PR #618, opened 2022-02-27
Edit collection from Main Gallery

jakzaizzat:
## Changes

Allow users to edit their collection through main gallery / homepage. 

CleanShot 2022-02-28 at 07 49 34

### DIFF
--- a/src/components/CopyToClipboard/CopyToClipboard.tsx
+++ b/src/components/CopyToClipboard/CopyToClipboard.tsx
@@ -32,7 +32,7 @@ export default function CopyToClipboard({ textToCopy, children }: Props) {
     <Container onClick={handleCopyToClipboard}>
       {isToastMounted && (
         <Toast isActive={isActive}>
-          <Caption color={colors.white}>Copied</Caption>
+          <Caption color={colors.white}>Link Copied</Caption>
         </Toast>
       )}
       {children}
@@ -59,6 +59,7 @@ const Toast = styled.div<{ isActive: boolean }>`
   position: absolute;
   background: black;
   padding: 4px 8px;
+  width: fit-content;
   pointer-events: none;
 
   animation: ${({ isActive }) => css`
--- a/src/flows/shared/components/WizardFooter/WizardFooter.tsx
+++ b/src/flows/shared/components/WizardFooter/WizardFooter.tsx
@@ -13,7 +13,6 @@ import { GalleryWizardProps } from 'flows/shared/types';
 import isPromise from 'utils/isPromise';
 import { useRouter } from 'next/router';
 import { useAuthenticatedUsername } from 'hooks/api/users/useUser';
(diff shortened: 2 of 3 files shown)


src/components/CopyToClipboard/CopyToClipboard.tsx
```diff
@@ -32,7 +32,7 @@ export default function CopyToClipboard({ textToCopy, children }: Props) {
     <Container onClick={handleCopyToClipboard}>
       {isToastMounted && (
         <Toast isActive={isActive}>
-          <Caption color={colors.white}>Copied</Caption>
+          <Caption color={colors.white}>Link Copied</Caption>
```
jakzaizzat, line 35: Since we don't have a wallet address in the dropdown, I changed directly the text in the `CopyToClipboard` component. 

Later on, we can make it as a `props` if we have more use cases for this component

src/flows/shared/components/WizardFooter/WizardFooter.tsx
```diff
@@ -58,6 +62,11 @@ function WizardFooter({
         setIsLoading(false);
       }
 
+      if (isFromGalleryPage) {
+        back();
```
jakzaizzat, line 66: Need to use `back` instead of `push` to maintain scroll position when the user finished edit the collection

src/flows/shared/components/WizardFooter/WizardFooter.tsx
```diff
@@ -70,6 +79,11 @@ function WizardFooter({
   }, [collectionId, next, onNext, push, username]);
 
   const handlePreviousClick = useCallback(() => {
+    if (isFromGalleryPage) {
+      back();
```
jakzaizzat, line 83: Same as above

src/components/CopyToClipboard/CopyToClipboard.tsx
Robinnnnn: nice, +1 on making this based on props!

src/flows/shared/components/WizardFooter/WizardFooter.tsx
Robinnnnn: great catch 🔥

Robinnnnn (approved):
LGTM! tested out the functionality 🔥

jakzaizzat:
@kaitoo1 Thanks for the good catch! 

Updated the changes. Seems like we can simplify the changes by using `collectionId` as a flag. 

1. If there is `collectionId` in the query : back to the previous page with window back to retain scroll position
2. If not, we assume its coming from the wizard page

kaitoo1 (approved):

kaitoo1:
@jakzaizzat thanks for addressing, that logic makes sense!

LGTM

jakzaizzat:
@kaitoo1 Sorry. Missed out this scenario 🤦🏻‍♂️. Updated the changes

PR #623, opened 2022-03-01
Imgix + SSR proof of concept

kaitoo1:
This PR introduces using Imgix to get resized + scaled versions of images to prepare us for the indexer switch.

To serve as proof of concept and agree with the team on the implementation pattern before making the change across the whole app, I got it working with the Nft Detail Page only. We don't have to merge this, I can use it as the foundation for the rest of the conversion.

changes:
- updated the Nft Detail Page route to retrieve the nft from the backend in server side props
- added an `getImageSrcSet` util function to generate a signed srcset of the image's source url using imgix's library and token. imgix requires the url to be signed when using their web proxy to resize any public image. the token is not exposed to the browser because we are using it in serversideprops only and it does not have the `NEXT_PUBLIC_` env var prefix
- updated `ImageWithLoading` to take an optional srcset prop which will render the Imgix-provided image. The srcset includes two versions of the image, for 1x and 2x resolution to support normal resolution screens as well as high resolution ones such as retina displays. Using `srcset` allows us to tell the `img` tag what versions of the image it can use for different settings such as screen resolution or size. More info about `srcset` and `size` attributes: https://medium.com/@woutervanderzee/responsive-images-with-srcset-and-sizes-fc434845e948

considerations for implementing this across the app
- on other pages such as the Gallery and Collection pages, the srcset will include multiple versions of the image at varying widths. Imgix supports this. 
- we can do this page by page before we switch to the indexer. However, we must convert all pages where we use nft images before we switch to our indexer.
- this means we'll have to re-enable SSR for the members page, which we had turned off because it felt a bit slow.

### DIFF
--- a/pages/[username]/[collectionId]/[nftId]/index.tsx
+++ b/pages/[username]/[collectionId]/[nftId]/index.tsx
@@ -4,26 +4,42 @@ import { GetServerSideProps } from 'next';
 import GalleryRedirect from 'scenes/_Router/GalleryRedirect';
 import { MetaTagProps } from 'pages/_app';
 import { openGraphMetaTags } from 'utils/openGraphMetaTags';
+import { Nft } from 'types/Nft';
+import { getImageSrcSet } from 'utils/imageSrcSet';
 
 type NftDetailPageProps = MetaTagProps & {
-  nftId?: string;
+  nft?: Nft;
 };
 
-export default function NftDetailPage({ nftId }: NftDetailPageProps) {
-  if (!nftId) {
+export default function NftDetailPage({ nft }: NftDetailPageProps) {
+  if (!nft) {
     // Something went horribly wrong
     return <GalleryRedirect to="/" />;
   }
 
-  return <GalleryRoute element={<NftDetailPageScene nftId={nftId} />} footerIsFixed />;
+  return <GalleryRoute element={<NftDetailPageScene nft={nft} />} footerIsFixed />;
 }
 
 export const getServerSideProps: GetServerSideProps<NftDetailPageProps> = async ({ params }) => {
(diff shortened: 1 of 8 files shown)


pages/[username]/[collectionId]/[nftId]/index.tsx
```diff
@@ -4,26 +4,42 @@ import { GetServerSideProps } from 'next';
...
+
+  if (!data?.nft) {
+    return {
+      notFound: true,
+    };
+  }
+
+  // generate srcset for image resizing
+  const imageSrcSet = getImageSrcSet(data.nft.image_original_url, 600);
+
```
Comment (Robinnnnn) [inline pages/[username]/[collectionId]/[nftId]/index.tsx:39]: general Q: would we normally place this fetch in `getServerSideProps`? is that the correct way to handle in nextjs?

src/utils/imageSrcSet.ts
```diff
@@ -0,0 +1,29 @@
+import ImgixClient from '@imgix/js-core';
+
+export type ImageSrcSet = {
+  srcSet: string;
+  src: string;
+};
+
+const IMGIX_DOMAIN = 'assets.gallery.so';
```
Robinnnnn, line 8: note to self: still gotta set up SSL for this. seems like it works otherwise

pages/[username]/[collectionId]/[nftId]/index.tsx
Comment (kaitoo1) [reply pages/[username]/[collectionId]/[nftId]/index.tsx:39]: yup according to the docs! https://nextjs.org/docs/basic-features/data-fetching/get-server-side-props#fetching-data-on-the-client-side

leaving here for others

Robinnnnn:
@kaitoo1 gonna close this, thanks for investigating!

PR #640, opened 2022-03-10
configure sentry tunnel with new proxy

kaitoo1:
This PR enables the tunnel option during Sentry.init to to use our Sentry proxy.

-=-=-

State, as a bare number, how many lines of the material contain "LGTM".

2